I use some Autosmart products,too. And although I didn't try all of them, my personal opinion is that they have some very good stuff and some average stuff to make it the offer more comprehensive. And they are more in valeting area than detailing, I mean their chemicals are heavy duty cleaners,less protective with Lsp than oter brands

Things I use are :

G101, their APC,which works brilliant on the right dilution,like 15:1 for interiors
Brisk -works well on upholstery- they do a Bio Brisk as well,which does a good job
High Style -a heavy duty silicone dressing -very good for faded tyres 
Dash Dandy- aerosol with no silicone , leaves the dash in a satin to matt finish
Red 7 does a good job as a Iron remover and costs like £35 for 5l
Smart wheels is good for regular wheels wash
Ali Shine-low acid wheel cleaner does a wonderful job on wheels never washed for 10 years,plastic friendly
Tardis -tar remover but works slower than Car Chem tar remover 
Treble x- acid cleaner- removes concrete and cement briliant for builders vehicles,etc, plastics friendly
Alu - acid cleaner for Aluminium -leaves marks on plastics
Plus 10 - is a powerful degreaser, works well against oil marks,old grease from hinges,etc

Those are the mains I use. Hope it helps


----------



## trv8 (Dec 30, 2007)

Andre said:


> they are more in valeting area than detailing, I mean their chemicals are heavy duty cleaners,less protective with Lsp than oter brands


Rubbish.


----------



## fatdazza (Dec 29, 2010)

trv8a said:


> Rubbish.


:lol: A man of few words. :lol:


----------



## trv8 (Dec 30, 2007)

fatdazza said:


> :lol: A man of few words. :lol:


Correct :thumb:.


----------



## Andre (Jan 14, 2016)

trv8 said:


> Rubbish.


 For a detailer who "Been using Flash with Lemon for a couple of years now, can't fault it..." G101 can be rubbish :lol::lol::lol:

But for a no-detailer like me works as a treat...


----------



## Juke_Fan (Jul 12, 2014)

Using virtually everything Autosmart at the moment - have 19 5ltr containers of their products in my garage .
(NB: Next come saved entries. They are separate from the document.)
PR #648, opened 2024-03-22
Add support for firmware versions

jexposit:
Patches from Peter (https://github.com/linuxwacom/libwacom/pull/620) plus changes from my side.

Requires https://lore.kernel.org/linux-input/20240322100210.107152-1-jose.exposito89@gmail.com/T/ or https://github.com/JoseExposito/digimend-kernel-drivers/tree/sysfs-fw-name.

Fixes https://github.com/linuxwacom/libwacom/issues/610

cc @whot

### DIFF
--- a/data/wacom.example
+++ b/data/wacom.example
@@ -76,11 +76,11 @@ ModelName=
 # so it has exactly 4 digits. hex letters must be lowercase.
 #
 # Multiple matches are joined by a semicolon
-DeviceMatch=usb:056a:00bc;bluetooth:056a:00bc;
+DeviceMatch=usb|056a|00bc;bluetooth|056a|00bc;
 # If the vendor/product ID is not sufficient to distinguish the name
 # (common for HUION, GAOMON, UCLogic, XP-Pen), use the device name
 # as fourth element in the match string.
-# DeviceMatch=usb:1234:abcd:SomeDevice Name;
+# DeviceMatch=usb|1234|abcd:SomeDevice Name;
 
 
 # Paired PID includes the match line of any device that share the same
@@ -88,7 +88,7 @@ DeviceMatch=usb:056a:00bc;bluetooth:056a:00bc;
 # device on the 24HDT). The format of the match line is identical to
 # DeviceMatch but only one value is permitted.
 # Note: the PIDs listed may not be libwacom devices themselves.
-PairedIDs=usb:056a:0335
+PairedIDs=usb|056a|0335
 
 # Class of the tablet. Valid classes include Intuos3, Intuos4, Graphire, Bamboo, Cintiq
 # If unsure, or not applicable (the tablet isn't stand-alone for example).
--- a/data/wacom.example
+++ b/data/wacom.example
@@ -81,7 +81,11 @@ DeviceMatch=usb|056a|00bc;bluetooth|056a|00bc;
 # (common for HUION, GAOMON, UCLogic, XP-Pen), use the device name
 # as fourth element in the match string.
 # DeviceMatch=usb|1234|abcd:SomeDevice Name;
-
+#
+# Optionally after the device name (which may be empty) the
+# the remainder of that substring is the uniq ID to match against.
+# DeviceMatch=usb|1234|abcd||ABC_1234;
+# DeviceMatch=usb|1234|abcd|SomeDevice Name|ABC_1234;
 
 # Paired PID includes the match line of any device that share the same
 # physical device but has different product or vendor ids (e.g. the touch
--- a/libwacom/libwacom.c
+++ b/libwacom/libwacom.c
@@ -212,11 +212,45 @@ client_query_by_subsystem_and_device_file (GUdevClient *client,
 	return ret;
 }
 
+static char *
+get_device_uniq(GUdevDevice *device)
+{
+	GRegex *regex;
+	GMatchInfo *match_info;
+	gchar *uniq = g_strdup (g_udev_device_get_sysfs_attr (device, "uniq"));
+
+	if (!uniq)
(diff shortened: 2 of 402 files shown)


data/wacom.example
```diff
@@ -74,14 +74,25 @@ ModelName=
...
+#
+# Multiple matches are joined by a semicolon
+DeviceMatch=usb|056a|00bc;bluetooth|056a|00bc;
+# If the vendor/product ID is not sufficient to distinguish the name
+# (common for HUION, GAOMON, UCLogic, XP-Pen), use the device name
+# as fourth element in the match string.
+# DeviceMatch=usb|1234|abcd:SomeDevice Name;
+#
+# Optionally after the device name (which may be empty) the
+# the remainer of that substring is the firmware version to match against.
```
whot, line 86:
```suggestion
# the remainder of that substring is the firmware version to match against.
```

libwacom/libwacom.c
```diff
@@ -212,11 +212,43 @@ client_query_by_subsystem_and_device_file (GUdevClient *client,
...
+		return NULL;
+
+	/* The UCLogic kernel driver returns firmware names with form
+	 * <vendor>_<model>_<version>. Remove the version from `fw` to avoid
+	 * mismatches on firmware updates. */
+	regex = g_regex_new ("(.*_.*)_.*$",
+				G_REGEX_DEFAULT,
+				G_REGEX_MATCH_DEFAULT,
+				NULL);
+	g_regex_match (regex, fw, 0, &match_info);
```
whot, line 232: Note to self: this may become an issue if we ever get a fw exported that has a different underscorify pattern.

whot (approved):
One typo found, would be great if you could squash that in. Otherwise this LGTM, we can merge this once upstream accepts your kernel patch. Can you ping me when that happens? Thanks

jexposit:
@whot the [kernel patch has been merged](https://lore.kernel.org/linux-input/20240322100210.107152-1-jose.exposito89@gmail.com/T/#e66606679b7c120427b34cecbb5fe9ff4d921c1d5).

In the end, instead of creating a custom sysfs property, we ended up using `hid->uniq`. Since this a generic attribute all devices has, I wonder if it makes sense to refactor a little bit the series to use `uniq` instead of `fw` as variable names and update the documentation.

Something else I have in my to-do list is displaying that information with `libwacom-list-local-devices` so user can actually discover it.

whot:
> I wonder if it makes sense to refactor a little bit the series to use uniq instead of fw as variable names and update the documentation.

yes, definitely. This also leaves room for a future firmware attribute if uniq is no longer sufficient. 

> Something else I have in my to-do list is displaying that information with libwacom-list-local-devices so user can actually discover it.

I think `--format=datafile` should work automatically, the yaml format will need an extra entry though.

jexposit:
> > I wonder if it makes sense to refactor a little bit the series to use uniq instead of fw as variable names and update the documentation.
> 
> yes, definitely. This also leaves room for a future firmware attribute if uniq is no longer sufficient.

Refactored the last patch to use uniq instead of fw

> > Something else I have in my to-do list is displaying that information with libwacom-list-local-devices so user can actually discover it.
> 
> I think `--format=datafile` should work automatically, the yaml format will need an extra entry though.

Also added an extra entry to `tools/list-devices.c`

libwacom/libwacom.c
```diff
@@ -817,6 +876,7 @@ static void print_integrated_flags_for_device (int fd, const WacomDevice *device
 static void print_match(int fd, const WacomMatch *match)
 {
 	const char  *name       = libwacom_match_get_name(match);
+	const char  *uniq         = libwacom_match_get_uniq(match);
```
whot, line 879:
```suggestion
	const char  *uniq        = libwacom_match_get_uniq(match);
```

whot (approved):
one indentation error, rest looks good, thanks!

libwacom/libwacom.sym
```diff
@@ -72,3 +72,7 @@ local:
 LIBWACOM_2.9 {
     libwacom_get_num_keys;
 } LIBWACOM_2.0;
+
+LIBWACOM_2.11 {
```
whot, line 76:
```suggestion
LIBWACOM_2.12 {
```

(because I just released 2.11, sorry)

jexposit:
Resolved and rebased. Thanks for the review!

whot:
`../libwacom/libwacom.c:234:33: error: ‘G_REGEX_DEFAULT’ undeclared (first use in this function); did you mean ‘G_REGEX_DOTALL’?`

Introduced in 2.74 and that's too new for Ubuntu 22.04. Looking at glib commit `2.73.1-26-g879b9cd669f0` we should be fine with an
```
#ifndef G_REGEX_DEFAULT
#define G_REGEX_DEFAULT 0
#endif
```

jexposit:
Ops, missed the CI emails. I replaced `compile_options` and `match_options` with 0 as in the docs:
https://docs.gtk.org/glib/ctor.Regex.new.html

jexposit:
Is the FreeBSD failure expected?

whot:
> Is the FreeBSD failure expected?

yeah, it's very unreliable and fails often (all the time?) but I'm ETIME on debugging that. cc @jbeich

whot:
I think we're good here, let's merge this! thanks for all the effort

jbeich:
> it's very unreliable

Try applying https://github.com/labwc/labwc/commit/00ec29c834b7. I suspect `v0` isn't maintained anymore or emulating on macOS is still unstable.

whot:
@jbeich thanks, that was it, fixed in #662

PR #653, opened 2024-04-04
add wacom hid 52EB used in thinkpad l13 yoga

teberhardt:


data/wacom-hid-52EB-pen.tablet
```diff
@@ -0,0 +1,22 @@
+# Wacom
+# Wacom HID 52EB Pen
+# WACF2200
+#
+# sysinfo.0VeQaUVnQ1
+# https://github.com/linuxwacom/wacom-hid-descriptors/issues/369
+
+[Device]
+Name=Wacom HID 52EB Pen, Wacom HID 52EB Finger
```
whot, line 9:
```suggestion
Name=Wacom HID 52EB Pen
```
The finger device is the touch device and doesn't have any effect on libwacom so better to leave it out

data/wacom-hid-52EB-pen.tablet
```diff
@@ -0,0 +1,22 @@
...
+ModelName=WACF2200
+Class=ISDV4
+DeviceMatch=i2c:056a:52eb;
+# Width=11
+# Height=6
```
whot, line 14: These two are required, please add whatever the closest w/h is in inches, rounded.

whot (changes requested):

The only thing I have been disappointed with was Trim Ultra - it just didn't work with my trim. Everything else does just what is says it will do for a damn good price.


----------



## M8ttB (May 22, 2016)

I exclusively use AS. The products are grat, majority can be diluted to ridiculous levels like 1:100 and they always are easy to work with. I know from my rep AS is used by most of the major local dealers - bmw, land rover etc. 

I've never tried Autoglym, no doubt it is good but it is expensive for what it is/in comparison.


----------



## Clarkey-88 (Apr 29, 2014)

I don't have any Autosmart products yet, but I'll be looking at getting a couple for this year. I've always been a big fan of Autoglym. It's what I started with and when I try something new, I always come back to it. I have a nice collection of their trade products now


----------



## potter88 (Apr 12, 2014)

I'm not a lover of Autoglym. Massively hyped up from being so readily available at all car spares stores and dealers. Main reason I don't like it is that the SRP is so dusty. 

Autosmart is fantastic for the value. My main go to 3 are G101, Tardis and Highstyle (great for spraying in wheel arch plastics)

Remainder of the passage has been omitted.